社外向け顛末書の標準構成|9つの要素を順番どおりに
社外向け顛末書は、相手の担当者が短時間で「何が起きたか・なぜ起きたか・どう収束したか・今後どうするか」をつかめる順序で並んでいる必要があります。次の9要素を上から順に並べるのが無難です。
- 提出日(発出日。発生日ではない)
- 宛名(取引先の会社名+代表者名または担当部署長名。様または御中)
- 差出人(自社の会社名・住所・代表者名/担当部署と担当者名・連絡先)
- 件名(「○○の件に関する顛末書」と内容がひと目で分かる表現)
- 冒頭のお詫び(「平素は格別のお引き立てを賜り厚く御礼申し上げます」+「このたびは〜誠に申し訳ございませんでした」)
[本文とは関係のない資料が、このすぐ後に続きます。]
PR #216, opened 2018-11-14
PN-358: Add an info button next to the filtering options under "Matches for patients owned by:"

veronikaslc:


sashaandjic:
Brittney's suggestions:

allasm:
Has this been discussed? I recall in the past we discussed that users may be confused that some of their matches are not shown (and may not notice this checkbox)

sashaandjic:
Yes, we discussed showing uncontacted matches by default.

veronikaslc:
Removed PN-359 from this PR into separate branch `PN-359`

- 事実経過(発生日時・発覚経緯・関係者・5W1Hに沿った時系列)
- 原因(一次原因と背景要因を客観的に。言い訳は避ける)
- 対応(既に実施した暫定対応・恒久対応)
- 再発防止策+結びの謝罪(具体的な仕組み化と、結びの「重ねてお詫び申し上げます」)

事実経過は5W1Hで時系列に
事実経過は、いつ・どこで・誰が・何を・なぜ・どのように、を意識して時系列で書きます。社外提出文書では、感情的な表現や「だと思います」「のはずです」など推測の語尾は避け、確認できた事実のみを断定形で並べます。確認中の事項は「現在調査中」と明記してかまいません。
原因は「言い訳」と「分析」を分ける
社外向けで最も嫌われるのは、原因欄が言い訳になっているケースです。「業務量が多くて」「担当者が新人で」のような他責表現は、書いた瞬間に文書全体の信頼性を下げます。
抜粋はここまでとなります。